The response surface methodology was developed by Box and Wilson [28]. It is a powerful tool for establishing quantitative relationships between various factors and the response function, also by taking into account the mutual effect of factors in multiparameter equations. Shuhaimi et al. used this method to optimize the composition of a synbiotic that consisted of Bifidobacterium pseudocatenulatum and several prebiotics, while Pandey and Mishra tested this method on a soy drink with lactic acid bacteria and organophosphates [29, 30].

Few researchers venture beyond simple optimization to look for the patterns between various factors and the response function. This approach proved quite effective in studying the change patterns in microbial communities under various environmental factors [31, 32]. Antagonism is a type of relationships in microbial communities. Our research objective was to use the response surface method to evaluate the effect of fructan fractional composition, the initial counts of probiotics and the pathogen test strain on the antagonism of the synbiotic against B. cereus and S. enterica.

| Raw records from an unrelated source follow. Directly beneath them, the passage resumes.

Issue #791, opened 2017-09-11
Document post-upgrade housekeeping


stuclem:
Per conversation with @andrewtchin, we should document that after a successful upgrade, you should move the data disk from the previous installation into the datastore folder for the new appliance.

1. shut down the appliance, then move the disk
2. edit settings, delete Hard disk 2
3. edit settings, add Hard disk 2 from new location
4. Power on appliance

TBC if we can rename the disk too.

PR #792, opened 2017-09-11
Documented to move disk during upgrade

stuclem:
Fixes https://github.com/vmware/vic-product/issues/791


stuclem:
Thanks @andrewtchin !

PR #812, opened 2017-09-14
Adding PDF and adding missing content

stuclem:


stuclem:
Thanks @andrewtchin and @anchal-agrawal !

PR #658, opened 2019-05-31
Allow special characters in pg-su-username

dineshba:
If we are having special characters in su username like below
```bash
./stolon-keeper --pg-su-username=user-name # other flags
```
We are getting below error
```
INFO    postgresql/postgresql.go:534    setting superuser password
2019-06-01 01:34:40.031 IST [60923] ERROR:  syntax error at or near "-" at character 14
```

But in postgres, having role as `user-name` is allowed. So it is better if stolon also allow this.

I just added double quotes for `username` in `alter role` command.

> There are two more places in `stolon` where we are altering role. In those two places we are already using double quotes. https://github.com/sorintlab/stolon/blob/master/internal/postgresql/utils.go#L104 and https://github.com/sorintlab/stolon/blob/master/internal/postgresql/utils.go#L115

### DIFF
--- a/internal/postgresql/utils.go
+++ b/internal/postgresql/utils.go
@@ -68,7 +68,7 @@ func setPassword(ctx context.Context, connParams ConnParams, username, password 
 	}
 	defer db.Close()
 
-	_, err = dbExec(ctx, db, fmt.Sprintf(`alter role %s with password '%s';`, username, password))
+	_, err = dbExec(ctx, db, fmt.Sprintf(`alter role "%s" with password '%s';`, username, password))
 	return err
 }
 


sgotti:
@dineshba Good catch!

What about using consistent single quotes (or double quotes, I don't know which is better in such case) like in `with password '%s'`.

As a note if someone is going to ask:

I'll have preferred to use sql prepared statements with arguments like: 
`dbExec(ctx, db, "alter role $1 with password $2", username, password)`

but unfortunately this doesn't work (returning a syntax error) since in postgres prepared statements works only for SELECT, INSERT, UPDATE, DELETE, or VALUES statement: https://www.postgresql.org/docs/11/sql-prepare.html

dineshba:
Thanks for the quick review @sgotti. For consistency, I made everything as `single quotes` and amended to the same commit.

sgotti:
@dineshba you're right. Merging. Thanks!

dineshba:
@sgotti Thanks 👍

Plant raw materials and obtaining fructan fractions. To isolate fructans, we used burdock root powder (Arctium lappa L.) in accordance with pharmacopeial monograph 2.5.0025.15 of the Russian Pharmacopoeia. The powder was diluted with distilled water in a ratio of 1:12 (g dry solids per 1 mL extractant) and extracted twice at 75°C and pH 6.5 for 30 min with constant stirring. The pulp was separated by vacuum filtration. To separate high-molecular impurities, the extract was ultrafiltered at 45°C through a hollow fiber module (AR-0.5-20PS, NPO Biotest, Kirishi, Russia) with a retention threshold of 20 kDa. The permeate was stirred with active clarifying carbon at a rate of 15 g/L for 30 min until the extract became colorless. The activated charcoal was separated by vacuum filtration [33].

The extract was evaporated using a rotary film evaporator (model 561-01110-00 with glass set G1, Heidolph, Germany) at 45°C until the carbohydrate concentration reached 170–200 g/L. To separate the carbohydrates into fractions with different degrees of polymerization, the extract was precipitated with varying ethanol concentrations (20.0, 32.2, 50.0, 67.8, and 80.0%) at 4°C for 4 days [24].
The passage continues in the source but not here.